We consider termination of the LCTRS with only rule scheme Calc:

  Signature: f :: Bool -> Int -> Int -> Int -> o
             g :: Bool -> Int -> Int -> Int -> o

  Rules: f(true, x, y, z) -> g(x > y, x, y, z) | x = x /\ y = y /\ z = z
         g(true, x, y, z) -> f(x > z, x, y + 1, z) | x = x /\ y = y /\ z = z
         g(true, x, y, z) -> f(x > z, x, y, z + 1) | x = x /\ y = y /\ z = z

The system is accessible function passing by a sort ordering that equates all sorts.

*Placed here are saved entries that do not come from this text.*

PR #2052, opened 2016-03-30
Use upstream releases when creating deb packages. Closes #2048

### LINKED ISSUE #2048: refactor how we build dokku dependencies
Currently we build our golang dependencies from source. We should probably not do that as they both have binary releases of their own.

plugn: https://github.com/dokku/dokku/blob/v0.5.2/deb.mk#L126-L142
sigil: https://github.com/dokku/dokku/blob/v0.5.2/deb.mk#L161-L178

josegonzalez:
- drop golang dependency
- use wget to retrieve upstream dependency


michaelshobbs:
Assuming this works, I'm :+1:

josegonzalez:
I built packages locally, they seemed to work fine :)

PR #2060, opened 2016-03-31
filter restart policies from exec-app-json containers

michaelshobbs:


josegonzalez:
Is it possible to test this?

michaelshobbs:
I tested locally. You think we need a unit test?

josegonzalez:
Maybe? I vaguely recall us saying there were other args that couldn't be applied to certain phases. I'm fine with merging either way.

michaelshobbs:
We have that other filtering in place in the docker-options plugin itself. This is sort of a special edge case (aren't they all?!) that's specific to restart policies and the pre/post deploy containers. i.e. we want to include the deploy docker-options because we want that container to look as much like the actual deployed container as possible but the restart policy doesn't make sense to include.

josegonzalez:
Gotcha. Again, works for me if you feel it's good to merge :)

michaelshobbs:
I reserve the right to add a test in the future. (maintainers prerogative :wink:)

PR #2061, opened 2016-04-01
Fix ignored settings in the CHECKS file

znz:
I used settings in the `CHECKS` file.
But they are ignored after upgraded from v0.4.14 to v0.5.3.
This fixes typo and they work well again.


michaelshobbs:
Good catch. Sorry about that 😁

PR #2264, opened 2016-06-23
Use Markdown for sponsors page, so it's clickable from GitHub

troy:
I got as far as the sponsors page, but couldn't click Deis to get to their site. Other docs (README, etc) are already using Markdown, so this changes SPONSORS to do so.

AFAIK, satisfies https://github.com/dokku/dokku/blob/master/CONTRIBUTING.md#submitting-changes and the rest of that doc.


josegonzalez:
Thanks for the pull request!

We start by computing the initial DP problem D1 = (P1, R, i, c), where:

  P1. (1) f#(true, x, y, z) => g#(x > y, x, y, z) | x = x /\ y = y /\ z = z
      (2) g#(true, x, y, z) => f#(x > z, x, y + 1, z) | x = x /\ y = y /\ z = z
      (3) g#(true, x, y, z) => f#(x > z, x, y, z + 1) | x = x /\ y = y /\ z = z

***** We apply the Usable Rules Processor on D1 = (P1, R, i, c).

We obtain 0 usable rules (out of 3 rules in the input problem).

Processor output: { D2 = (P1, {}, i, c) }.

***** No progress could be made on DP problem D2 = (P1, {}, i, c).